Michael Cera wishes he were a bassist in a shitty band, and it's so cute. Scott Pilgrim Versus The World isn't the first time the young actor played the part. You might recall his role in the teen romance Nick & Norah's Infinite Playlist, where he played in an "all gay" punk band called the "Jerk Offs". And if you're like me, you're still dealing with the nightmares.

But why does Cera have to play a bass player, and why is he always in an unimpressive band? Sure, that's how the story was written in both Scott Pilgrim and Nick & Norah, and casting Cera was likely an afterthought. According to the films, however, there's still some link between being a bass player in an unremarkable band and meeting the love of your life. I've tried this more times than most, and I still haven't found the same luck. I'm sure I'm not alone.

But now, I think I'm starting to get it: If you are a man in his twenties who has almost no pubic hair, it doesn't matter how shitty your band is. In fact, if you are perhaps in a good band, you're likely doomed to drug addiction and numerous divorces—no true love for you.

So really, what kind of messages are the filmmakers sending to our young musicians? Mediocrity gets you laid and masculine standards of beauty are now bordering on pedophilia is what I'm getting. Oh, and being able to kick all of your love interests' ex-boyfriends' asses will never grow out of style. Pretty primordial, don't you think?

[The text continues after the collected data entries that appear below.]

PR #2040, opened 2016-11-16
Naming threads

mfournier:
This is a rebased & updated version of #547.

I've been using this patchset for a few months now (on Linux only though), and haven't encountered any problem with it.

Thanks a lot @manuelluis !

### DIFF
--- a/configure.ac
+++ b/configure.ac
@@ -1662,6 +1662,48 @@ AC_CHECK_MEMBERS([kstat_io_t.nwritten, kstat_io_t.writes, kstat_io_t.nwrites, ks
 #endif
 	])
 
+# check for pthread_setname_np
+SAVE_LDFLAGS=$LDFLAGS
+LDFLAGS="$LDFLAGS -lpthread"
+
+AC_MSG_CHECKING([if have pthread_setname_np])
+	have_pthread_setname_np="no"
+	AC_LINK_IFELSE([AC_LANG_PROGRAM(
+[[
+#if HAVE_PTHREAD_H
+#include <pthread.h>
+#endif
+]],
+[[
+        pthread_setname_np(pthread_self(), "conftest");
+]]
+	)], [
+		have_pthread_setname_np="yes"
+		AC_DEFINE(HAVE_PTHREAD_SETNAME_NP, 1, [ pthread_setname_np() is available.])
+	])
+
+AC_MSG_RESULT([$have_pthread_set_name_np])
+
+# check for pthread_set_name_np
+AC_MSG_CHECKING([if have pthread_set_name_np])
+	have_pthread_set_name_np="no"
+	AC_LINK_IFELSE([AC_LANG_PROGRAM(
+[[
+#if HAVE_PTHREAD_H
+#include <pthread.h>
+#endif
+]],
+[[
+        pthread_set_name_np(pthread_self(), "conftest");
+]]
+	)], [
+		have_pthread_set_name_np="yes"
+		AC_DEFINE(HAVE_PTHREAD_SET_NAME_NP, 1, [ pthread_set_name_np() is available.])
+	])
+AC_MSG_RESULT([$have_pthread_set_name_np])
+
+LDFLAGS=$SAVE_LDFLAGS
+
 #
 # Checks for libraries begin here
 #
--- a/configure.ac
+++ b/configure.ac
@@ -214,7 +214,54 @@ AC_HEADER_SYS_WAIT
 AC_HEADER_DIRENT
 AC_HEADER_STDBOOL
 
-AC_CHECK_HEADERS(stdio.h errno.h math.h stdarg.h syslog.h fcntl.h signal.h assert.h sys/types.h sys/socket.h sys/select.h poll.h netdb.h arpa/inet.h sys/resource.h sys/param.h kstat.h regex.h sys/ioctl.h endian.h sys/isa_defs.h fnmatch.h libgen.h pthread_np.h)
+AC_CHECK_HEADERS([ \
+  arpa/inet.h \
+  assert.h \
+  ctype.h \
+  endian.h \
+  errno.h \
+  fcntl.h \
+  fnmatch.h \
+  fs_info.h \
+  fshelp.h \
+  grp.h \
+  kstat.h \
+  kvm.h \
+  libgen.h \
+  limits.h \
+  locale.h \
+  math.h \
+  mntent.h \
+  mnttab.h \
+  netdb.h \
+  paths.h \
+  poll.h \
+  pthread_np.h \
+  pwd.h \
+  regex.h \
+  signal.h \
+  stdarg.h \
+  stdio.h \
+  sys/fs_types.h \
+  sys/fstyp.h \
+  sys/ioctl.h \
+  sys/isa_defs.h \
+  sys/mntent.h \
+  sys/mnttab.h \
+  sys/param.h \
+  sys/resource.h \
+  sys/select.h \
+  sys/socket.h \
+  sys/statfs.h \
+  sys/statvfs.h \
+  sys/types.h \
+  sys/un.h \
+  sys/vfs.h \
+  sys/vfstab.h \
+  sys/vmmeter.h \
+  syslog.h \
+  wordexp.h \
+])
 
 # For entropy plugin on newer NetBSD
 AC_CHECK_HEADERS(sys/rndio.h, [], [],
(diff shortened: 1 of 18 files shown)


octo:
pthread_setname_np(3):
> CONFORMING TO
> These functions are nonstandard GNU extensions.

octo:
Compilation has a warning:

```
conftest.c:181:9: warning: implicit declaration of function 'pthread_set_name_np' [-Wimplicit-function-declaration]
         pthread_set_name_np(pthread_self(), "conftest");
         ^
```

But linking succeeds:

```
configure:23467: $? = 0
configure:23477: result: yes
```

I think the `HAVE_PTHREAD_H` guard is not yet defined at this point in the configure script. Additionally, FreeBSD requires `<pthread_np.h>` for `pthread_set_name_np()`.

configure.ac
```diff
@@ -1662,6 +1662,45 @@ AC_CHECK_MEMBERS([kstat_io_t.nwritten, kstat_io_t.writes, kstat_io_t.nwrites, ks
 #endif
 	])
 
+# check for pthread_setname_np
+SAVE_LDFLAGS="$LDFLAGS"
+LDFLAGS="$LDFLAGS -lpthread"
+
+AC_MSG_CHECKING([if have pthread_setname_np])
```
rubenk: if we?

configure.ac
```diff
@@ -1662,6 +1662,45 @@ AC_CHECK_MEMBERS([kstat_io_t.nwritten, kstat_io_t.writes, kstat_io_t.nwrites, ks
...
+]]
+	)], [
+		have_pthread_setname_np="yes"
+		AC_DEFINE(HAVE_PTHREAD_SETNAME_NP, 1, [pthread_setname_np() is available.])
+	])
+
+AC_MSG_RESULT([$have_pthread_setname_np])
+
+# check for pthread_set_name_np(3) (FreeBSD)
+AC_MSG_CHECKING([if have pthread_set_name_np])
```
rubenk: if we

configure.ac
```diff
@@ -1662,6 +1662,45 @@ AC_CHECK_MEMBERS([kstat_io_t.nwritten, kstat_io_t.writes, kstat_io_t.nwrites, ks
...
 	])
 
+# check for pthread_setname_np
+SAVE_LDFLAGS="$LDFLAGS"
+LDFLAGS="$LDFLAGS -lpthread"
+
+AC_MSG_CHECKING([if have pthread_setname_np])
+	have_pthread_setname_np="no"
+	AC_LINK_IFELSE([AC_LANG_PROGRAM(
+[[
```
rubenk: Can you indent this block? It used to be the case that older compilers needed this indented completely to the left, but that's not the case anymore.

src/daemon/plugin.c
```diff
@@ -2789,9 +2819,10 @@ static void *plugin_thread_start (void *arg)
 } /* void *plugin_thread_start */
 
 int plugin_thread_create (pthread_t *thread, const pthread_attr_t *attr,
-		void *(*start_routine) (void *), void *arg)
+		void *(*start_routine) (void *), void *arg, char *name)
```
rubenk: can you make this const?

src/daemon/plugin.c
```diff
@@ -2789,9 +2819,10 @@ static void *plugin_thread_start (void *arg)
...
 {
 	plugin_thread_t *plugin_thread;
+	int ret;
```
rubenk: doing 'int ret = pthread_create' is fine now.

src/network.c
```diff
@@ -3477,7 +3477,7 @@ static int network_init (void)
 		status = plugin_thread_create (&dispatch_thread_id,
 				NULL /* no attributes */,
 				dispatch_thread,
-				NULL /* no argument */);
+				NULL /* no argument */, "network dispatch");
```
rubenk: This is 1 byte too long and will be truncated. Not a big issue, but perhaps we can come up with something shorter?

src/unixsock.c
```diff
@@ -459,7 +459,7 @@ static int us_init (void)
 	loop = 1;
 
 	status = plugin_thread_create (&listen_thread, NULL,
-			us_server_thread, NULL);
+			us_server_thread, NULL, "unixsock listener");
```
rubenk: this will also be truncated.

configure.ac
```diff
@@ -214,7 +214,7 @@ AC_HEADER_SYS_WAIT
 AC_HEADER_DIRENT
 AC_HEADER_STDBOOL
 
-AC_CHECK_HEADERS(stdio.h errno.h math.h stdarg.h syslog.h fcntl.h signal.h assert.h sys/types.h sys/socket.h sys/select.h poll.h netdb.h arpa/inet.h sys/resource.h sys/param.h kstat.h regex.h sys/ioctl.h endian.h sys/isa_defs.h fnmatch.h libgen.h)
+AC_CHECK_HEADERS(stdio.h errno.h math.h stdarg.h syslog.h fcntl.h signal.h assert.h sys/types.h sys/socket.h sys/select.h poll.h netdb.h arpa/inet.h sys/resource.h sys/param.h kstat.h regex.h sys/ioctl.h endian.h sys/isa_defs.h fnmatch.h libgen.h pthread_np.h)
```
rubenk: This line is getting awfully long. Do you mind breaking it up?

configure.ac
octo: I think the usual wording is "for <something>", so that the log message reads "checking for pthread_set_name_np …"

rubenk: You're right, as usual ;)

src/daemon/plugin.c
```diff
@@ -2801,8 +2832,22 @@ int plugin_thread_create (pthread_t *thread, const pthread_attr_t *attr,
...
 	plugin_thread->arg           = arg;
 
-	return pthread_create (thread, attr,
+	ret = pthread_create (thread, attr,
 			plugin_thread_start, plugin_thread);
+
+	if (ret == 0 && name != NULL) {
+#if defined(HAVE_PTHREAD_SETNAME_NP) || defined(HAVE_PTHREAD_SET_NAME_NP)
+		char thread_name[16];
+		sstrncpy (thread_name, name, sizeof(thread_name));
```
octo: Why this copy in the first place? As @rubenk mentions, this leads to truncation and it's not clear to me why it would be necessary. It can't really be memory ownership as `thread_name` goes out of scope immediately after the `setname()` call …

src/daemon/plugin.c
```diff
@@ -2801,8 +2832,22 @@ int plugin_thread_create (pthread_t *thread, const pthread_attr_t *attr,
 	plugin_thread->start_routine = start_routine;
 	plugin_thread->arg           = arg;
 
-	return pthread_create (thread, attr,
+	ret = pthread_create (thread, attr,
 			plugin_thread_start, plugin_thread);
+
+	if (ret == 0 && name != NULL) {
```
octo: I'd prefer if an error was handled here:

```c
int ret = pthread_create();
if (ret != 0)
  return ret;

if (name != NULL) {
  // …
}
```

src/daemon/plugin.c
octo: Indeed, Linux / glibc even returns `ERANGE` if the name it too long. This should be commented in the code.

configure.ac
octo: Any way we indent this it's ugly. I've left it as is because I found the other indenting even more unreadable …

rubenk: Yeah alright, it's never going to be beautiful. It does help if we indent everything the same way, as I did in #1865.

src/daemon/plugin.c
```diff
@@ -651,7 +651,31 @@ static void *plugin_read_thread (void __attribute__((unused)) *args)
...
-static void start_read_threads (int num)
+static void set_thread_name(pthread_t tid, char const *name) {
+#if defined(HAVE_PTHREAD_SETNAME_NP) || defined(HAVE_PTHREAD_SET_NAME_NP)
+#if !defined(HAVE_PTHREAD_SETNAME_NP)
+# define pthread_setname_np pthread_set_name_np
+#endif
+
+	/* glibc limits the length of the name and fails if the passed string
+	 * is too long, so we truncate it here. */
+	char n[THREAD_NAME_MAX];
```
rubenk: I might be missing something, but where is THREAD_NAME_MAX defined?

octo: Meh, I've moved the code around a bit and it was left in the wrong place. Fixed.

octo:
Thanks @manuelluis, @mfournier and @rubenk!

PR #2045, opened 2016-11-19
README: do not point users to non-existing file

rubenk:


octo:
Hi @rubenk,

the `INSTALL` file is generated by the autotools and included in the release tarballs. It is not included in the Git repository though. How about clarifying that this is a generated file rather then removing the reference entirely?

Best regards,
—octo

rubenk:
Hey @octo
> the INSTALL file is generated by the autotools and included in the release tarballs
That's strange? We build with 'foreign' in AM_INIT_AUTOMAKE, and at least on my system, make dist doesn't produce it.

octo:
I checked the release tarballs available from the homepage, and they do include the file. No idea about the details of `AM_INIT_AUTOMAKE` though ;)

rubenk:
'foreign' should prevent the creation of this file (and NEWS and other GNU-specific things)
I just did make dist in a checkout of the 5.6.1, and no INSTALL file.. Perhaps you're using an older version of automake than I am?

rubenk:
It is gone in the 5.7.0 tarball:
```
$ tar tvf collectd-5.7.0.tar.bz2 | grep INSTALL
```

My film analysis chops may be a little rusty, but more likely, I'm just getting annoyed with Cera. He's surpassed his former self in Arrested Development and his acting roles are growing too complex for me: instead of being a confused child, he's now a confused child who plays in a band and gets laid by the girl of his dreams.

Unfortunately for teenybopper ladies who just found out that a showerhead has more than one use, the "getting laid" aspect of Cera's characters isn't getting past the editing process. But don't mistake his innocent characters for some sort of Jonas Brothers-like purity. Everyone should know that even a fake bass player can't resist a Roman orgy.